With arrow function the same code as above would instead be:

interface Option1 {
  paths: string | string[];
}

interface Option2 {
  path: string | string[];
}

interface fooOverload {
  (o: Option1): void;
  (o: Option2): void;
}

const foo: fooOverload = (o: any) => {};

foo({ path: '2' });
foo({ paths: '2' });
// The following two lines gives an error: No overload matches this call.
foo({ paths: '', path: 'so' });
foo({});

Hope this helps you out!

Upvotes: 0

MikingTheViking
MikingTheViking

Reputation: 936

This works.

It accepts a generic type T, in your case a string.

The generic type OneOrMore defines either 1 of T or an array of T.

Your generic input object type Opts is either an object with either a key path of OneOrMore<T>, or a key paths of OneOrMore<T>. Although not really necessary, I made it explicit with that the only other option is never acceptable.

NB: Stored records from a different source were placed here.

PR #1510, opened 2018-09-27
jenkins: refactor select-compiler.sh

refack:
Test job - https://ci.nodejs.org/job/test-selector/1/nodes=rhel72-s390x/console

Current script always used `$(python tools/getnodeversion.py)`.
I added an escape hatch by setting `NODEJS_MAJOR_VERSION`, there is no need for having an actual node src tree present (for example `citgm-nobuild`).

### DIFF
--- a/jenkins/scripts/select-compiler.sh
+++ b/jenkins/scripts/select-compiler.sh
@@ -6,15 +6,20 @@ if [ "$DONTSELECT_COMPILER" != "DONT" ]; then
     *s390x* ) SELECT_ARCH=S390X ;;
     *aix* ) SELECT_ARCH=AIXPPC ;;
   esac
+  
+  # Get node version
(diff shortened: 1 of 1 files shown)


richardlau:
See https://github.com/nodejs/build/pull/1265 (although this PR addresses https://github.com/nodejs/build/pull/1265#discussion_r219523989).

refack:
> See #1265 (although this PR addresses [#1265 (comment)](https://github.com/nodejs/build/pull/1265#discussion_r219523989)).

😄 I wasn't around so much in May...

mhdawson:
I've not landed #1265 yet as I want to be really really sure it works properly as its used in release as soon as we land.  An earlier version would have silently build on the wrong compiler levels...

I'll try to schedule block of 2 hours next week to update 1265 and land.

mhdawson:
Closing since #1265 landed.

PR #1511, opened 2018-09-27
ansible: tweak macOS PATH

refack:
* Specify PATH explicitly so that it matches the environment
  when SSHing and running `sudo su iojs`


refack:
Otherwise there's a mess with where `python` is and how to pip install stuff to it.

gdams:
As a future note, we might be able to make use of the built in pathhelper tool `/usr/libexec/path_helper -s` to generate the PATH for us rather than having to hard code it.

type OneOrMore<T> = T | T[];

export type Opts<T> = { path: OneOrMore<T> } | { paths: OneOrMore<T> } | never;

export const foo = (o: Opts<string>) => {};

foo({});

There is an error with {}

Upvotes: 3

Titian Cernicova-Dragomir
Titian Cernicova-Dragomir

Reputation: 250266

If you already have that interface defined and want to avoid duplicating the declarations, an option could be to create a conditional type that takes a type and returns a union with each type in the union containing one field (as well as a record of never values for any other fields to dissalow any extra fields to be specified) 

export interface Opts {
    paths?: string | Array<string>,
    path?: string | Array<string>
}

type EitherField<T, TKey extends keyof T = keyof T> =
    TKey extends keyof T ? { [P in TKey]-?:T[TKey] } & Partial<Record<Exclude<keyof T, TKey>, never>>: never
export const foo = (o: EitherField<Opts>) => {};
foo({ path : '' });
foo({ paths: '' });
foo({ path : '', paths:'' }); // error
foo({}) // error

Edit

A few details on the type magic used here. We will use the distributive property of conditional types to in effect iterate over all keys of the T type. The distributive property needs an extra type parameter to work and we introduce TKey for this purpose but we also provide a default of all keys since we want to take all keys of type T.

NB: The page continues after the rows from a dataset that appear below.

Issue #1496, opened 2018-09-15
Keeping old binaries to allow resuming fanned jobs


joaocgreis:
Currently, we delete the temporary branch at the end of the fanned jobs. This means that when a fanned job is resumed, if the compile job succeeded only the test job will run again, and will not be able to find the temporary branch from last run.

I'd like to stop deleting temporary branches at the end of the runs, but this change is not urgent so it should be discussed with @nodejs/build first. Also, it would be good to do this when we have people available in the next few days to put out any fire.

At first, this sounds like the size of the binary repo could become a problem. However, git keeps references around long after the branches are deleted, so this might have a very small impact. Note that we have a job that runs daily and deletes branches for which the Jenkins job is no longer accessible, so branches will still get deleted after about one week.

<details>
<summary>Emergency cleanup of the binary repo</summary>

```
ssh jenkins-workspace-1
su binary_tmp -s /bin/bash
cd ~/binary_tmp.git
du -sh .
git prune
du -sh .
```

</details><br>

Trott:
> this change is not urgent 

If we can get this working before Code + Learn, that could be immensely helpful.

joaocgreis:
I've changed the jobs, will monitor the temporary repo.

For now the changes were minimal (changed the delete parameter to false). If all goes well, in a couple of months will remove the parameter and the build step.

joyeecheung:
https://ci.nodejs.org/job/node-test-commit-windows-fanned/20827/

https://ci.nodejs.org/job/node-test-binary-windows/COMPILED_BY=vs2017-x86,RUNNER=win2012r2,RUN_SUBSET=1/20072/console

```

10:25:29 c:\workspace\node-test-binary-windows>git checkout -f refs/remotes/jenkins_tmp/jenkins-node-test-commit-windows-fanned-20827-bin-win-vs2017-x86 
10:25:29 error: pathspec 'refs/remotes/jenkins_tmp/jenkins-node-test-commit-windows-fanned-20827-bin-win-vs2017-x86' did not match any file(s) known to git.
```

This job started 6hrs ago.  Looks like it did not resume successfully

refack:
> I've changed in to `${JOB_NAME}-${GIT_COMMIT}`

I reverted that because now `node-test-commit-windows-fanned` is not a git job...

joaocgreis:
[...]

PR #1515, opened 2018-10-03
Updates for jenkins-workspace binary temporaries repository

joaocgreis:
This does two things:
- Increase MaxSartups in `sshd_config`. This is necessary when many workers running tests try to access the temp repo to download binaries simultaneously. Not sure if there is an optimal value for this. Since the previous value seemed to just barely not be enough, I increased it 10x considering it is possible that more than one job might be started at the same time.
- Weekly clean-up of the repository. This deletes branches where the last commit is more than one month old. This is not ideal, but since https://github.com/nodejs/build/issues/1496 the branches no longer have the number of the job that started them, so looking at Jenkins jobs is no longer possible. This replaces `git-clean-temp-repo`, which was broken not only because of this but also because unauthenticated access to Jenkins is disabled.

### DIFF
--- a/ansible/roles/jenkins-workspace/files/clean_binary_tmp.sh
+++ b/ansible/roles/jenkins-workspace/files/clean_binary_tmp.sh
@@ -2,12 +2,13 @@
 
 cd ~binary_tmp/binary_tmp.git
 (echo; date) >> ~binary_tmp/clean_binary_tmp.log
+du -sh ~binary_tmp/binary_tmp.git/ >> ~binary_tmp/clean_binary_tmp.log
 
 git fetch origin +master:master
 
 for b in $(git branch | sed /\*/d); do
-  if [ -z "$(git log -1 --since='4 weeks ago' -s $b)" ]; then
-    (git branch -D $b || true) |& tee -a ~binary_tmp/clean_binary_tmp.log
+  if [ -z "$(git log -1 --since='7 days ago' -s $b)" ]; then
+    (git branch -D $b |& tee -a ~binary_tmp/clean_binary_tmp.log) || true
   fi
 done
 
--- a/ansible/roles/jenkins-workspace/files/clean_binary_tmp.sh
+++ b/ansible/roles/jenkins-workspace/files/clean_binary_tmp.sh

So what we will do is actually take each key of the original type and create a new mapped type containing just that key. The result will be a union of all the mapped types that contain a single key. The mapped type will remove the optionality of the property (the -?, described here) and the property will be of the same type as the original property in T (T[TKey]).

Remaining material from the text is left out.